However, we must issue a word of warning. Discharge of a single presynaptic terminal can never increase the neuronal potential from −65 millivolts all the way up to −45 millivolts. An increase of this magnitude requires simultaneous discharge of many terminals—about 40 to 80 for the usual anterior motor neuron—at the same time or in rapid succession. This occurs by a process called summation, which is discussed in detail in the next sections.

Generation of Action Potentials in the Initial Segment of the Axon Leaving the Neuron—Threshold for Excitation

When the EPSP rises high enough in the positive direction, there comes a point at which this initiates an action potential in the neuron. However, the action potential does not begin adjacent to the excitatory synapses. Instead, it begins in the initial segment of the axon where the axon leaves the neuronal soma. The main reason for this point of origin of the action potential is that the soma has relatively few voltage-gated sodium channels in its membrane, which makes it difficult for the EPSP to open the required number of sodium channels to elicit an action potential.
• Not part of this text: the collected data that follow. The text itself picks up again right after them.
PR #1187, opened 2026-07-10
Remove old Orbit repository from the targlet's repository list

merks:


merks:
This has no build impact, so merging immediately.

ruspl-afed:
Thank you @merks for this cleanup!

PR #1218, opened 2026-08-13
PoC: Use hub4j/github-api instead of egit.github

### LINKED ISSUE #1217: Use github-api
Replace the egit github client with the hub4j/github-api

gnl42:
Proof of Concept replacing the egit github client with the github-api 2.x client

Works, but doesn't install in an eclipse installation. 

Using the 2.0-rc.7 maven release. Don't know when the 2.0 release will be available


merks:
That project seems to have been working on release candidates for a very long time (using an unusual version scheme).

image

Is a 2.x  RC necessary versus the 1.399 release?

Wrapping it yourself is not really okay for the purpose of actually delivering this::

<location includeDependencyDepth="infinite" includeDependencyScopes="compile" includeSource="true" missingManifest="generate" type="Maven">

I see this

image

Should the tests pass?

gnl42:
> That project seems to have been working on release candidates for a very long time (using an unusual version scheme).

True, but the code is (slowly) being worked on

> 
> Is a 2.x RC necessary versus the 1.399 release?

I figured there was a bigger chance of seeing the new github api supported with the 2.x branch

> 
> Wrapping it yourself is not really okay for the purpose of actually delivering this:

Never the intent to release it this  way. Would request a proper orbit once 2.0 released

> 
> Should the tests pass?
??? The egit tests were deleted

merks:
I see.  The orbit thing was working for the 1.x so I thought probably it will work fine for 2.x when it's released, but I'll need to look at the dependencies again:

> Missing requirement: org.kohsuke.github-api 2.0.0.v20260813-1000 requires 'java.package; com.fasterxml.jackson.datatype.jsr310 [2.21.0,3.0.0)' but it could not be found

We do already have a whack of other jackson things, but who knows yet what else it might need.

Issue #1229, opened 2026-08-26
Centralize `DocumentBuilderFactory` creation


ruspl-afed:
Provide pre-configured safe instance of `DocumentBuilderFactory` for further usage

merks:
Thank you 🙏 for working on this!

PR #1230, opened 2026-08-26
[#1229] Centralize DocumentBuilderFactory creation

ruspl-afed:
* enhance `CoreUtil` and use it instead of in-place creation


merks (approved):
This looks really good. It eliminates duplication and makes things simpler and more consistent.

Issue #44, opened 2023-01-29
Support Dark Theme


gnl42:
Mylyn doesn't play well with Dark Theme. 
It uses hard coded colors that are close to impossible to read in Dark Mode.

An example is TaskScalingHyperlink which uses CommonColors.HYPERLINK_WIDGET

`public class CommonColors {

        public static final Color HYPERLINK_WIDGET = new Color(Display.getDefault(), 12, 81, 172);

        public static final Color TEXT_QUOTED = new Color(Display.getDefault(), 38, 86, 145);
`

BeckerFrank:
What is with the other Color Definitions?
We also have Class org.eclipse.mylyn.internal.context.ui.ColorMap.

gnl42:
And org.eclipse.mylyn.internal.commons.ui.E4ThemeColor which tries to parse `#org-eclipse-ui-workbench-DARK_BACKGROUND` as a RGB value:

`java.lang.NumberFormatException: For input string: "or" under radix 16
	at java.base/java.lang.NumberFormatException.forInputString(NumberFormatException.java:67)
	at java.base/java.lang.Integer.parseInt(Integer.java:668)
	at org.eclipse.mylyn.internal.commons.ui.E4ThemeColor.getRGBFromCssString(E4ThemeColor.java:57)
	at org.eclipse.mylyn.commons.ui.GradientColors.getRGBFromTheme(GradientColors.java:211)`

gnl42:
I could use suggestions/pointers on how to go about doing this.

I have no experience with SWT UI programming. Trying to make sense of the various articles on Eclipse themes but unsure how to actually apply them..

Are custom colours really needed? Or are Eclipse defaults good enough?

wimjongman:
> Are custom colours really needed? Or are Eclipse defaults good enough?

When possible, Eclipse defaults would be the way to go.

https://www.vogella.com/tutorials/Eclipse4CSS/article.html contains many clues, but you probably already found it.

Theming is based on CSS, and when the plugin spy is installed, you can use CTRL+ALT+SHIFT+F6 to see how the component is styled.

Please ask specific questions and I will help.

gruscoe-papajohns:
I am also facing this issue - and with the very latest release - Do we have any css info that can be manually added to 

`plugins/org.eclipse.ui.themes_1.2.2400.v20240213-1133/css/e4-dark_linux.css`

to specify font colors for mylyn?

[...]

PR #1231, opened 2026-08-28
Replace GIF icons with SVG equivalents #44

vogella:
GIF only supports 1-bit transparency, so anti-aliased icon edges were flattened against a light background when the icons were authored. On a dark theme that baked-in fringe shows up as a bright halo, and because the icons are fixed-size rasters they also look blocky on HiDPI displays. This replaces 36 of them with the SVG equivalents that already exist in the Eclipse platform, JDT and PDE repositories, so they scale and pick up the surrounding theme.

Every candidate was rendered side by side against the original before being applied. Matches that shared a filename but turned out to be a different glyph were deliberately left out, among them `resource_obj` (upstream is a clock), `focus` (a magnifier), `remove` (a red X that would collide with `delete`) and the `notification-close` pair (both resolve to the same grey X, which would lose the active/inactive distinction).

Roughly 250 referenced GIFs remain in the repository. Those are Mylyn-specific artwork with no upstream counterpart, most of it in `commons.ui`, and they need hand-authored SVGs rather than a copy.

GIF to SVG comparison

Each cell above shows `[ old GIF | new SVG ]` on white, then the same pair on the dark theme background.


vogella:
I assume the license vetting failure is not related to this PR

azoitl:
I don't know what the policy is with images and dependencies but I see here quite some images duplicated from Eclipse Platform, Eclipse JDT and other dependencies of Eclipse Mylyn. Therefore, my maybe stupid question, would it be possible to use the images from the original place to avoid duplication. I think this could save some memory. Most probably not much. But what I see more important with the work currently going on on providing a new icon theme these duplicated images would need replacement here as well.

merks:
The failure is network in nature

> [ERROR] Failed to execute goal org.eclipse.dash:license-tool-plugin:1.1.1-SNAPSHOT:license-check (default-cli) on project org.eclipse.mylyn-aggregator: Execution default-cli of goal org.eclipse.dash:license-tool-plugin:1.1.1-SNAPSHOT:license-check failed: java.net.http.HttpTimeoutException: request timed out -> [Help 1]

Reusing images would be nice, but it makes them API if we plan to reuse them.  E.g., org.eclipse.ui.ISharedImages.

merks:
I'm not sure RC2 is a good point in the release to replace icons...

vogella:
> I don't know what the policy is with images and dependencies but I see here quite some images duplicated from Eclipse Platform, Eclipse JDT and other dependencies of Eclipse Mylyn. Therefore, my maybe stupid question, would it be possible to use the images from the original place to avoid duplication. I think this could save some memory. Most probably not much. But what I see more important with the work currently going on on providing a new icon theme these duplicated images would need replacement here as well.

Well written SVG file are very small.

vogella:
> The failure is network in nature
> 
> > [ERROR] Failed to execute goal org.eclipse.dash:license-tool-plugin:1.1.1-SNAPSHOT:license-check (default-cli) on project org.eclipse.mylyn-aggregator: Execution default-cli of goal org.eclipse.dash:license-tool-plugin:1.1.1-SNAPSHOT:license-check failed: java.net.http.HttpTimeoutException: request timed out -> [Help 1]
> 
> Reusing images would be nice, but it makes them API if we plan to reuse them. E.g., org.eclipse.ui.ISharedImages.

I think you can still refer to images in other plug-in via the plugin:// notation even without making them API, see my old blog https://vogella.com/blog/eclipse-rcp-plug-in-reading-an-icon-out-of-the-icon-directory-of-the-plug-in/

But I think we discourage that, during the transition from GIF to png we broken everyone how did this.

ruspl-afed:
@vogella thank you for your effort!

Before accepting this set of changes I need to ensure that URIs are still consistent through all the Mylyn codebase.
It takes time and even after this we can hardly take the risk of introducing "red square" just before the RC2.
So, I agree with @merks , it should wait a bit until the beginning of the next release cycle.

> herefore, my maybe stupid question, would it be possible to use the images from the original place to avoid duplication.

@azoitl this question is not stupid for sure since it is not so trivial. 
In general - yes, one can reference an image from another bundle by platform URI. But, since URI of bundle resource is not a part of API one can not rely on it safely. And this PR is a perfect example how such a relation may be broken: the change from PNG to SVG looks like a local cosmetic improvement, but it breaks image URIs. There are other ways to reuse images depending on the use case, but all of them heavily couple bundles in a price of saving relatively small amount of resources.
The [discussion](https://github.com/eclipse-pde/eclipse.pde/discussions/1315) on this issue has not been completed.

vogella:
> I'm not sure RC2 is a good point in the release to replace icons...

No strong option here, Mylyn has been like this since a while so a bit longer will not be to bad. I assume Mylyn user do not use the dark theme or are not very sensitive against pixel errors.  

I'm just currently building a set of custom themes https://github.com/vogellacompany/eclipse.themes for testing and improving Eclipse theming capabilities. During that I noticed that for example in Dracula (AFAIK IntelliJs most popular theme) Mylyn looks bad. https://github.com/vogellacompany/eclipse.themes/blob/main/docs/images/dracula.png

merks:
Yes, of course on can refer to things by their location, but that assumes that that file with that name will always exist at that location.  I.e., it assume the location is effectively API.  But I don't think the Platform makes no such promises; maybe that's evolving with the the SVG migration; I'm not sure.  In any case, when such location-based reference breaks, it's something one likely won't notice immediately.

vogella:
> @vogella thank you for your effort!

Happy to help, my friend. 

> Before accepting this set of changes I need to ensure that URIs are still consistent through all the Mylyn codebase. It takes time and even after this we can hardly take the risk of introducing "red square" just before the RC2. So, I agree with @merks , it should wait a bit until the beginning of the next release cycle.

I checked, so all URI should be updated, of course we cannot 100% sure. Please note that platform persists old image references so you need to start with -clean for views or close and open the view to see the new icon. If you prefer to handle that smoother, you could leave the GIF files in for a while and hope that users re-open the views in the time and do not leave them open for years in the same workspace. In platform we left the png files in for a while.

If that is desired, I can update the PR.

By the way (not in my PRs, existing): builds.ui/plugin.xml:209-210 already references platform:/plugin/org.eclipse.ui/icons/full/elcl16/stop.png if the platform converts stop.png to SVG, Mylyn gets the red square.

vogella:
> Yes, of course on can refer to things by their location, but that assumes that that file with that name will always exist at that location. I.e., it assume the location is effectively API. But I don't think the Platform makes no such promises; maybe that's evolving with the the SVG migration; I'm not sure. In any case, when such location-based reference breaks, it's something one likely won't notice immediately.

Correct, and I agree, that was exactly my point why I recommend not using references to platform.

azoitl:
Thx for the feedback and the detailed explanations. I get the problems with using file names and file paths into other plugins. This could only be solved by introducing some indirection like the org.eclipse.ui.ISharedImages. However that would  mean a lot of work. While I see every loaded file that can be spared can have a performance impact, even if the files are small. But consistent icons is for me a more important use case. But I think this here is not the right place to discuss this.

gnl42:
> > I'm not sure RC2 is a good point in the release to replace icons...
> 
> No strong option here, Mylyn has been like this since a while so a bit longer will not be to bad. I assume Mylyn user do not use the dark theme or are not very sensitive against pixel errors.
> 
> I'm just currently building a set of custom themes https://github.com/vogellacompany/eclipse.themes for testing and improving Eclipse theming capabilities. During that I noticed that for example in Dracula (AFAIK IntelliJs most popular theme) Mylyn looks bad. https://github.com/vogellacompany/eclipse.themes/blob/main/docs/images/dracula.png

Mylyn has real issues with dark theme. I've fixed a coupe of issues (I use dark theme), but it really needs proper theme support

vogella:
> Mylyn has real issues with dark theme. I've fixed a coupe of issues (I use dark theme), but it really needs proper theme support

I'm currently the primary developer of the CSS engine (big refactoring for 2026-09 with ~ 20 000 line of code), so I can help with the issues. The biggest offer are for me the icons at the moment. Once this is merged, point me to the remaining issues, I can try to solve them.

ruspl-afed:
> I'm currently the primary developer of the CSS engine (big refactoring for 2026-09 with ~ 20 000 line of code)

It sounds epic!

> Once this is merged

I hope to open master for 4.13 in a few days, if nothing special happens on my side.

ruspl-afed (approved):
LGTM
Thank you @vogella

PR #1232, opened 2026-08-28
Remove unreferenced GIF icons

vogella:
Removes 55 GIF icons that nothing in the repository points at. Each one was checked against every tracked text file, not just Java and plugin.xml, so references from properties files and markup are covered as well. Thirteen of them live in an `icons/archive` folder, and `task-list.gif` was left behind when the Task List view icon moved to SVG.

Icons that are loaded without a file extension were deliberately excluded. The EMF item providers in `reviews.edit` build their paths as `getImage("full/obj16/Comment")` and let the resource locator resolve the extension, so those 19 GIFs are live despite never appearing in the source as `*.gif`. No other bundle loads icons that way, and there is no dynamic icon-name construction anywhere in the tree.

This is independent of the GIF to SVG replacement in #1231 and touches a disjoint set of files.


vogella:
@ruspl-afed please review

ruspl-afed (approved):
LGTM (ignoring dash failure as not related)

Thank you @vogella

PR #1234, opened 2026-08-28
Reuse existing tasks.ui SVG icons in other bundles #44

vogella:
`org.eclipse.mylyn.tasks.ui` was already migrated to SVG, but several of the same icons still exist as GIF in other Mylyn bundles. Since GIF carries only 1-bit transparency, those copies show a light fringe against a dark theme and stay blocky on HiDPI, while the SVG next door does not. This replaces 17 of them with the SVG that is already in the repository, so nothing is taken from another project and the icons become consistent with the ones in the Task List.

The SVGs are the newer drawing rather than a straight conversion, so the affected icons do change appearance slightly. `focus` is the most visible of these and also the most widespread, at seven bundles. Everything else is the same shape with cleaner edges.

Two things were deliberately left out. `PERSON_LARGE` keeps its GIF, because the 48 pixel person icon is a paler, different drawing and the 16 pixel SVG is not a substitute for it. Seven further GIFs matching these names are unreferenced inside their own bundle and were skipped here; they are additional orphans that #1232 missed, because that PR matched file names across the whole repository and these were referenced only from a different bundle.

Independent of #1231 and #1232, and touches a disjoint set of files. Built locally with `mvn verify` over the twelve affected bundles that are in the aggregator reactor.

in-repo SVG reuse comparison

Each cell shows `[ old GIF | tasks.ui SVG ]` on white, then the same pair on the dark theme background.


vogella:
@ruspl-afed please review

ruspl-afed (approved):
LGTM
Thanks @vogella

Conversely, the membrane of the initial segment has seven times as great a concentration of voltage-gated sodium channels as does the soma and, therefore, can generate an action potential with much greater ease than can the soma. The EPSP that will elicit an action potential in the axon initial segment is between +10 and +20 millivolts. This is in contrast to the +30 or +40 millivolts or more required on the soma.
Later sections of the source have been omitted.